Check each line of the records below and collect those that include the word "functional".

Collection entries:
● ● ●
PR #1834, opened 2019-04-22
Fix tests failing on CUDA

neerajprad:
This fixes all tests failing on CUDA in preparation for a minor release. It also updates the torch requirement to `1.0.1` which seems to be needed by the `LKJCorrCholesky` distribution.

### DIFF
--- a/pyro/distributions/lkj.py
● ● ●
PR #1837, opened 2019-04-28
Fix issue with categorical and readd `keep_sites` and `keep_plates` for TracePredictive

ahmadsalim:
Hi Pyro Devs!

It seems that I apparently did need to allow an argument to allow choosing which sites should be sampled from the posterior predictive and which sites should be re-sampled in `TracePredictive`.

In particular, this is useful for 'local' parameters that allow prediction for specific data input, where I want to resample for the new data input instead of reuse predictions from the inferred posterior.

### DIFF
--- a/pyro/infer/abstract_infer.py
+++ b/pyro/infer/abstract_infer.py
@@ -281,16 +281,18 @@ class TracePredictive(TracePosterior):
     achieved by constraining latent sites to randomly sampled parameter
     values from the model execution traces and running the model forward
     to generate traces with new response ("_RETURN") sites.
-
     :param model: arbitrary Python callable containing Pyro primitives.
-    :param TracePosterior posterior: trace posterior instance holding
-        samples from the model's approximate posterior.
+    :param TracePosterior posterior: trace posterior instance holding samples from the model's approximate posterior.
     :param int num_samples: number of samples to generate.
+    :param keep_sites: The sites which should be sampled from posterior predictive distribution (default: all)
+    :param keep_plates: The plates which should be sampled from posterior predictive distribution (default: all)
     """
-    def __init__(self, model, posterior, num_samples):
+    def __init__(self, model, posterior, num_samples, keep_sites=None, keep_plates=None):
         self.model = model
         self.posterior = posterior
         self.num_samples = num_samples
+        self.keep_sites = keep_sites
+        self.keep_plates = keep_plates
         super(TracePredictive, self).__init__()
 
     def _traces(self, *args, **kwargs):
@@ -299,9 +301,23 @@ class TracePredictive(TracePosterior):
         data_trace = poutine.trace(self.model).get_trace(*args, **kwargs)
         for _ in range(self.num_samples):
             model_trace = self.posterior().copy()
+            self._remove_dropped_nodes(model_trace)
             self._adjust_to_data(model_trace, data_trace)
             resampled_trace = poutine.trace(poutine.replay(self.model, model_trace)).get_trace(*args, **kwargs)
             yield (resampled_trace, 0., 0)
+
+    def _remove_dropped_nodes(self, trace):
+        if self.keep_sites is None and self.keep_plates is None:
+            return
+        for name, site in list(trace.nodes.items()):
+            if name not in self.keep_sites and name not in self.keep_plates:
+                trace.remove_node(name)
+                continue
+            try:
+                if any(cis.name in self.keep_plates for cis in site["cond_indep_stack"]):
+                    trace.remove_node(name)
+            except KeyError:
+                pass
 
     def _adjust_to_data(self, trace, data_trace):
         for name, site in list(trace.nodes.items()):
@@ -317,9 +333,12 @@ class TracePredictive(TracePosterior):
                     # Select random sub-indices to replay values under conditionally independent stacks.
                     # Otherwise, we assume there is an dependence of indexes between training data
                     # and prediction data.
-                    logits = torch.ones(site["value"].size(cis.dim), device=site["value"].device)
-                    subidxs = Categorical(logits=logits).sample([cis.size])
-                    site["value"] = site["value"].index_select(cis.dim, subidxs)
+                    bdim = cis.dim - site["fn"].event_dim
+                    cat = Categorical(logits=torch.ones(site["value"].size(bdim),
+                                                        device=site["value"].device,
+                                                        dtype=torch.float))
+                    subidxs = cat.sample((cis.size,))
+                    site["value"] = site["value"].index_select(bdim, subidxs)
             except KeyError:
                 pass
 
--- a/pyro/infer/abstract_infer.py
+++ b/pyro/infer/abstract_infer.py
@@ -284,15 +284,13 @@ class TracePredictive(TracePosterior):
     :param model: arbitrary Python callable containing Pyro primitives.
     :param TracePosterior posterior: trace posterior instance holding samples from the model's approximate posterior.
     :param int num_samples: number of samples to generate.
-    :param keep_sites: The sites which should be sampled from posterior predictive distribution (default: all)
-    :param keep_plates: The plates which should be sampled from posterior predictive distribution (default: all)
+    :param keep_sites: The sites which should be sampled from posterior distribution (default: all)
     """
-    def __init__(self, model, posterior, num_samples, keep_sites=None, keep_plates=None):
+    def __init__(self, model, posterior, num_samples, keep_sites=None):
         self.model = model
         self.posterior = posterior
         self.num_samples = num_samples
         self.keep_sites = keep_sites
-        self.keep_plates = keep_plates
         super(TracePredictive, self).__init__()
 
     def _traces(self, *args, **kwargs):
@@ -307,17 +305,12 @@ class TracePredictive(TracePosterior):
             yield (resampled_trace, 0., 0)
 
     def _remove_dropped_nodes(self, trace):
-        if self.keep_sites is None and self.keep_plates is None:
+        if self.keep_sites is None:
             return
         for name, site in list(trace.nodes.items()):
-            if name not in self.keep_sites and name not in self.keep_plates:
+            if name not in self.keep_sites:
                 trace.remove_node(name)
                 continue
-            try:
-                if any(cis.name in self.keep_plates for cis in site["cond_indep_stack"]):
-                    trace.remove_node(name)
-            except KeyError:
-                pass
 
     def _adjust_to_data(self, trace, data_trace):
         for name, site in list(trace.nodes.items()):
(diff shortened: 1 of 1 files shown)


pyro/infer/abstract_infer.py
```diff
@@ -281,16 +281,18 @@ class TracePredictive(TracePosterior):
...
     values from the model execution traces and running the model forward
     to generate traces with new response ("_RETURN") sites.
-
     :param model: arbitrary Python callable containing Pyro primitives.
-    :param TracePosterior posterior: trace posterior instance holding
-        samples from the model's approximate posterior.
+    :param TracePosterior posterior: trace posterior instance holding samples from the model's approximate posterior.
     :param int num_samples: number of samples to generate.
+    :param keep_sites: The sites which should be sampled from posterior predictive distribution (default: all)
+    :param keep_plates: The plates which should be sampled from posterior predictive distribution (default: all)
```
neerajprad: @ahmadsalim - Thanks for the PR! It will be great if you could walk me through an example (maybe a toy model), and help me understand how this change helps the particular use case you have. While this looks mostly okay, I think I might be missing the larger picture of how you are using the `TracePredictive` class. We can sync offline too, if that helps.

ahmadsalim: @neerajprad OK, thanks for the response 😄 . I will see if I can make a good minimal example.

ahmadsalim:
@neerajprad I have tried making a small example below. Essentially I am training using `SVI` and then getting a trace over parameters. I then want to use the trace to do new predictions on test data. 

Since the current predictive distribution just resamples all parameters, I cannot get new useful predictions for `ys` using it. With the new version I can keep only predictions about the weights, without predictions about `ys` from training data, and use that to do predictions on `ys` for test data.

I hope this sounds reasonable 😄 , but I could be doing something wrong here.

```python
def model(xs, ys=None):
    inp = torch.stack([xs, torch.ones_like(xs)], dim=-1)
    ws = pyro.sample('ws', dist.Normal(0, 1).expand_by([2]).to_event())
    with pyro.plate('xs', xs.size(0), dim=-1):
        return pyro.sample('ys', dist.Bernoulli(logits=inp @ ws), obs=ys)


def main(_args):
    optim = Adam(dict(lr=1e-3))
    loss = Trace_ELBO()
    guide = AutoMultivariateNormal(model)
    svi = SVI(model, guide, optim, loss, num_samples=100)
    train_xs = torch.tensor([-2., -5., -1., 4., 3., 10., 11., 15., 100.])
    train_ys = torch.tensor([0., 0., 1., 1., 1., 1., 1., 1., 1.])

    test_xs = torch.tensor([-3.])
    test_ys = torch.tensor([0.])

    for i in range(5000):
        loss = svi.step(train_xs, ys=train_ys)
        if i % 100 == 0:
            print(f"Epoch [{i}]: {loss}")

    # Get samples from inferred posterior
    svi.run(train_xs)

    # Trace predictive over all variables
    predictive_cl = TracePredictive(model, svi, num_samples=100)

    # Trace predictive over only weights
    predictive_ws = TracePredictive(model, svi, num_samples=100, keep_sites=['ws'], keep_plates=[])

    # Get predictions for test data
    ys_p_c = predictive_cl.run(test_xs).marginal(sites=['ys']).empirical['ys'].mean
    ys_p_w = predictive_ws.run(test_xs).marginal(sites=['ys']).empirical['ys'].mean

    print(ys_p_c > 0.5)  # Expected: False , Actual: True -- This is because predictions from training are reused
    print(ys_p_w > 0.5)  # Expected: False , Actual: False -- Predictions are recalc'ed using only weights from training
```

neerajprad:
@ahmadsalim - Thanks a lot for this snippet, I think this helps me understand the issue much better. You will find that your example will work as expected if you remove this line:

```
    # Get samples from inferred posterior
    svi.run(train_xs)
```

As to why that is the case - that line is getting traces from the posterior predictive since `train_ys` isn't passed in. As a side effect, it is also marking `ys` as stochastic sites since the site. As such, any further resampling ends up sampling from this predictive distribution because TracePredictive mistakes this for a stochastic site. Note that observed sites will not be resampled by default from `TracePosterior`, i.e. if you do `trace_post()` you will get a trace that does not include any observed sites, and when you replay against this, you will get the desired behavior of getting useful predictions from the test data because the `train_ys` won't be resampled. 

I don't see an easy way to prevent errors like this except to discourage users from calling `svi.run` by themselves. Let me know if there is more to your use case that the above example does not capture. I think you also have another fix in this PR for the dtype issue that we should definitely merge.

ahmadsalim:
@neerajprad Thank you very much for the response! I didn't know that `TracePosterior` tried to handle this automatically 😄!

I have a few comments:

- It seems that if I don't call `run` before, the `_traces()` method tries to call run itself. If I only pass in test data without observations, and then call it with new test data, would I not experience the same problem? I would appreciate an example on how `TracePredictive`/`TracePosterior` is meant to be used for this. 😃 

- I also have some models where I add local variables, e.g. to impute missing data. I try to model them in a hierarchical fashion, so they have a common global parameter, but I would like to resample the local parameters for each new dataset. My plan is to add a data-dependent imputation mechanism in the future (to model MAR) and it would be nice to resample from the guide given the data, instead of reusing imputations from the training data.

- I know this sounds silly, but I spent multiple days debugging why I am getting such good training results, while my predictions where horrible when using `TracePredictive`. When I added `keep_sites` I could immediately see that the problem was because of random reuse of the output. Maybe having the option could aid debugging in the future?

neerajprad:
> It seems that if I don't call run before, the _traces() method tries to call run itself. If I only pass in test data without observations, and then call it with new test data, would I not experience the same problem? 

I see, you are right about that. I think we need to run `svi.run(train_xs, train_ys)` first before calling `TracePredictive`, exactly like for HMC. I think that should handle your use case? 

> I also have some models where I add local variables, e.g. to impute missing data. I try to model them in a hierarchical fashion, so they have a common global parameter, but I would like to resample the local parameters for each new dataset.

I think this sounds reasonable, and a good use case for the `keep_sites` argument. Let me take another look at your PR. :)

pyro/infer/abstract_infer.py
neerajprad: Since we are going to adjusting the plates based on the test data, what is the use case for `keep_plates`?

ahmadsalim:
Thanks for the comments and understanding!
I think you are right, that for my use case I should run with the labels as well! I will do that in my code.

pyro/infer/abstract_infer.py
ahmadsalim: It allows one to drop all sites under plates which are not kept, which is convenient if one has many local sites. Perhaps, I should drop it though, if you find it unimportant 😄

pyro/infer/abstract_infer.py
● ● ●
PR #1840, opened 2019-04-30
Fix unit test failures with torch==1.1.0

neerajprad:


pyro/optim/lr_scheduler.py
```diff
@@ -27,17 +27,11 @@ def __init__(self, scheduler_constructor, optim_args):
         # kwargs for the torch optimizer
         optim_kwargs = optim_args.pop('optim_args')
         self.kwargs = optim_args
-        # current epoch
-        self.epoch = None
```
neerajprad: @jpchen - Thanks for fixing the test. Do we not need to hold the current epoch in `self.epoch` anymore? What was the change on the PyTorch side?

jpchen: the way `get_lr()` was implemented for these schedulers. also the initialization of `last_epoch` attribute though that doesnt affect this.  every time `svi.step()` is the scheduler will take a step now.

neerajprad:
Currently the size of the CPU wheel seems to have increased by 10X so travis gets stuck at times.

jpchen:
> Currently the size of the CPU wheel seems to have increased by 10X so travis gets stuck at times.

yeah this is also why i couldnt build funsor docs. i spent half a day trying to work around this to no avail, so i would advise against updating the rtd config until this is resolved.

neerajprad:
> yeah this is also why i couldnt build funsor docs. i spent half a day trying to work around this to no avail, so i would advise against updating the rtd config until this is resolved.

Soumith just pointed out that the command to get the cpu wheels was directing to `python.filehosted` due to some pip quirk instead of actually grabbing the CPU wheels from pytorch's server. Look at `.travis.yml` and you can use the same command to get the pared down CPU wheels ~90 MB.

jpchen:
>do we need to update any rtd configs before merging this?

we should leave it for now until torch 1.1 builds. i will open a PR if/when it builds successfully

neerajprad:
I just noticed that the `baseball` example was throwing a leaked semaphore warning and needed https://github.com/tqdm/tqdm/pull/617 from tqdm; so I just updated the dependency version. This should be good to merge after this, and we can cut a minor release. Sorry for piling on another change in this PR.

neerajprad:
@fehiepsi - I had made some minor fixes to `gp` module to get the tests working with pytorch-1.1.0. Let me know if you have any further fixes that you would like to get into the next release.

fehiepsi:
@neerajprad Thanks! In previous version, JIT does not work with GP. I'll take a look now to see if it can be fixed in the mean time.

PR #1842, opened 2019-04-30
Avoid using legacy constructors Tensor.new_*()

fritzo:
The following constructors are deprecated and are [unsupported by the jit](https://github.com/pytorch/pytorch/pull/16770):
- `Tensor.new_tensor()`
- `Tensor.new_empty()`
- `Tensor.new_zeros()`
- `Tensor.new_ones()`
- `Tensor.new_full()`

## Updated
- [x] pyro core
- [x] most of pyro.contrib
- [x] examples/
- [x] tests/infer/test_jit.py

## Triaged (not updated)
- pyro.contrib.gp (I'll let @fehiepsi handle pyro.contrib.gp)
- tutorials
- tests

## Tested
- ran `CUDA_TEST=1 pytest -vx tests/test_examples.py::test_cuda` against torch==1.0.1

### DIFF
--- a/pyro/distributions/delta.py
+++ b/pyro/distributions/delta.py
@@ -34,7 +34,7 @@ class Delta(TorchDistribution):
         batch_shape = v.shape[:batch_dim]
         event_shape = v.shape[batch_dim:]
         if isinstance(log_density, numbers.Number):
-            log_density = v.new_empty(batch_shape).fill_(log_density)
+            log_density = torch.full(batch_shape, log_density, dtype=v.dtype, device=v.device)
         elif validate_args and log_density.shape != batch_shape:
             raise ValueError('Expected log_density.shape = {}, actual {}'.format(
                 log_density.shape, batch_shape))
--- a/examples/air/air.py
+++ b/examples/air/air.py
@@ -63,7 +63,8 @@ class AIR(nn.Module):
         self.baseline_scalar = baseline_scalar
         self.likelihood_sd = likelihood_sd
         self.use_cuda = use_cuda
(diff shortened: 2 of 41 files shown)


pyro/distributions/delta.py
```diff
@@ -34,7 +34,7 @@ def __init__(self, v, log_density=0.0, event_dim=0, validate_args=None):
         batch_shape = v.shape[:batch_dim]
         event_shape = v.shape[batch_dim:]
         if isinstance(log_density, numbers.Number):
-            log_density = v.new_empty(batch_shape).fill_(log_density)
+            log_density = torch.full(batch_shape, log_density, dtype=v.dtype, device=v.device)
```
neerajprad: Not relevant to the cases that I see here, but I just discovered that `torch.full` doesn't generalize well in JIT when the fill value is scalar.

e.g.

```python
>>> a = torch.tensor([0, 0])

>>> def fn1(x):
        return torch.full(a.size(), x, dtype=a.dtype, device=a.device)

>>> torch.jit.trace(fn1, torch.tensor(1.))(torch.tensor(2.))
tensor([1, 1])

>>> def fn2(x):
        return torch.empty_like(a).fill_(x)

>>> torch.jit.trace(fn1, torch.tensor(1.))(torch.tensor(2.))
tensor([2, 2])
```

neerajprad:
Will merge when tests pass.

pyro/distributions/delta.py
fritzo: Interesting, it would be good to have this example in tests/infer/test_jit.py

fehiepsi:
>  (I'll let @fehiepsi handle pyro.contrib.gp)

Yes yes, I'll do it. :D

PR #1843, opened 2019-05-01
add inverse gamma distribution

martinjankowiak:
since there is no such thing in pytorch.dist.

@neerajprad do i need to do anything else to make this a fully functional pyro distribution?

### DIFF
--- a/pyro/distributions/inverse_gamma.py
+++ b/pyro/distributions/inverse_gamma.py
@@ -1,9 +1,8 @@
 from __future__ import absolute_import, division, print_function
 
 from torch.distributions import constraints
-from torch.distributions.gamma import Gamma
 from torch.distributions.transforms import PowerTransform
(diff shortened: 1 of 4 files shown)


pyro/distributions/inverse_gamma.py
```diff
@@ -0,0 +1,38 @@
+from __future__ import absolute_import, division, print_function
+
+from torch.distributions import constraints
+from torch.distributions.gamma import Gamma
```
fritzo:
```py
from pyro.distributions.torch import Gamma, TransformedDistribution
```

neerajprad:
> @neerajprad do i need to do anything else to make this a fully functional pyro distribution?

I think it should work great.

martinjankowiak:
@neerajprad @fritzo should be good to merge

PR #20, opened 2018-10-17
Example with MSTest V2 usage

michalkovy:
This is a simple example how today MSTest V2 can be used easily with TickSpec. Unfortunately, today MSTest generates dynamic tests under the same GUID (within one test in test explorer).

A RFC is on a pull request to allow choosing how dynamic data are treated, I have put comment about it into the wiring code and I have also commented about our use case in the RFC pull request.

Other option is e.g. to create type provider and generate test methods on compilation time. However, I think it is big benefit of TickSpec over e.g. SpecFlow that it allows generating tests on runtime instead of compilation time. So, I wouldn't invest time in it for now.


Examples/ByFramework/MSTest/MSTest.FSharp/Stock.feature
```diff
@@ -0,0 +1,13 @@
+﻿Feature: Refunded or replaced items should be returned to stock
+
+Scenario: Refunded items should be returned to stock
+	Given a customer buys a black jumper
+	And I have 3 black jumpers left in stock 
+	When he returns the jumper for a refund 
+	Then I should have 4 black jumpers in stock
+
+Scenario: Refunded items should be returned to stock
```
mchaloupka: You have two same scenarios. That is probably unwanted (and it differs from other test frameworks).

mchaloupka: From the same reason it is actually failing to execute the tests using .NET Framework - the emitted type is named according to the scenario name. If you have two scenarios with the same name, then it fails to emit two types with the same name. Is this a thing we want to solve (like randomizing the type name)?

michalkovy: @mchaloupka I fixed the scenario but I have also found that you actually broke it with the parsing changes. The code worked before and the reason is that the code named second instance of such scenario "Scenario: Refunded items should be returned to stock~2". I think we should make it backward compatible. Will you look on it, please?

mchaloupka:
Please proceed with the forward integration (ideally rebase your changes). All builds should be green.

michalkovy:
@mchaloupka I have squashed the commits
● ● ●
Output.
@neerajprad do i need to do anything else to make this a fully functional pyro distribution?
> @neerajprad do i need to do anything else to make this a fully functional pyro distribution?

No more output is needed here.